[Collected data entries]
-------------------------
PR #13226, opened 2020-03-30
primed nukes explode if blobbed

TDSSS:
## What Does This PR Do
This PR makes it so that when a blob eats an active, primed nuke that's counting down, it causes the nuke to explode.

## Why It's Good For The Game
Nukes are set to end the round, a blob eating the nuke means the round drags on and since midround blobs don't have a win condition it just forces admins to send in a deathsquad with another nuke while all the ghosts watch.

It also removes a source of confusion regarding rules on is it allowed for blobs to rush nukes or not, since it makes it into a pretty bad idea now.

## Changelog
:cl:
tweak: blobs eating active nukes makes them blow up early.
/:cl:

### DIFF
--- a/code/game/gamemodes/nuclear/nuclearbomb.dm
+++ b/code/game/gamemodes/nuclear/nuclearbomb.dm
@@ -51,8 +51,7 @@ GLOBAL_VAR(bomb_set)
 		GLOB.bomb_set = 1 //So long as there is one nuke timing, it means one nuke is armed.
 		timeleft = max(timeleft - 2, 0) // 2 seconds per process()
 		if(timeleft <= 0)
-			spawn
-				explode()
+			INVOKE_ASYNC(src, .proc/explode)
 		SSnanoui.update_uis(src)
 	return
 
@@ -348,8 +347,7 @@ GLOBAL_VAR(bomb_set)
 	if(timing == -1.0)
 		return
 	if(timing)	//boom
-		spawn
-			explode()
+		INVOKE_ASYNC(src, .proc/explode)
 		return
 	qdel(src)
 
--- a/code/game/gamemodes/nuclear/nuclearbomb.dm
+++ b/code/game/gamemodes/nuclear/nuclearbomb.dm
@@ -347,6 +347,10 @@ GLOBAL_VAR(bomb_set)
 /obj/machinery/nuclearbomb/blob_act(obj/structure/blob/B)
 	if(timing == -1.0)
 		return
+	if(timing)	//boom
+		spawn
+			explode()
+		return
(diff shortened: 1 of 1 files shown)


Darkmight9:
oh yes thank you please

code/game/gamemodes/nuclear/nuclearbomb.dm
```diff
@@ -347,6 +347,10 @@ GLOBAL_VAR(bomb_set)
 /obj/machinery/nuclearbomb/blob_act(obj/structure/blob/B)
 	if(timing == -1.0)
 		return
+	if(timing)	//boom
+		spawn
```
farie82: spawn(0) is usually used.

TDSSS: I copied it directly from the normal nuke explosion code. What's the practical difference between spawn and spawn(0)?

farie82: Should be the same I believe. Both are done after the proc is done "async". More a styling thing

Fox-McCloud: use invoke async. Spawns are extremely discourage these days.

TDSSS: Alright. Want me to change it in the process() proc too while I'm there?

TDSSS:
Should use invoke async now

daylight2:
Seems like this would make rushing the nuke even more of a priority, because if you wait too long, you're fucked

Cazdon:
Well, all it takes now is for a blob mouse to pop inside the vault for the round to instantly end, I'm not sure this is the best option and will just lead to another set of problems regarding that.

code/game/gamemodes/nuclear/nuclearbomb.dm
```diff
@@ -347,6 +346,9 @@ GLOBAL_VAR(bomb_set)
 /obj/machinery/nuclearbomb/blob_act(obj/structure/blob/B)
 	if(timing == -1.0)
 		return
+	if(timing)	//boom
+		INVOKE_ASYNC(src, .proc/explode)
```
Kyep, line 350: Will this still run if the object is qdel()ed?

TDSSS: It won't work correctly if the object gets qdeled. That's why I have it return early so the nuke isn't deleted.

Kyep: Yeah, fair.

PR #13231, opened 2020-03-30
Removes Alcohol Addiction

Fox-McCloud:
As much as I like the idea of having alcohol addiction as a form of alcoholism, I don't think it's really worth it, in this case--especially since alcohol's combat advantage is virtually non-existent.

Even if  addiction is tweaked to ignore subtypes, I'm still not sure having alcohol cause addiction is worth it---so I'm opting to just can it, completely.

Way back in the day (2015), alcohol was addictive then, as well---it was also removed back then because it was just too annoying, most of the time. Seems it's still the case.

:cl: Fox McCloud
del: Alcohol no longer has an addiction
/:cl:


Carthusia:
Huzzah! I can drink once again without having to worry about gettin the Absinthe shakes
-------------------------
# Your instructions
In the records above, find each line with the word "round" and copy it.

# Response to this exercise
Nukes are set to end the round, a blob eating the nuke means the round drags on and since midround blobs don't have a win condition it just forces admins to send in a deathsquad with another nuke while all the ghosts watch.
Well, all it takes now is for a blob mouse to pop inside the vault for the round to instantly end, I'm not sure this is the best option and will just lead to another set of problems regarding that.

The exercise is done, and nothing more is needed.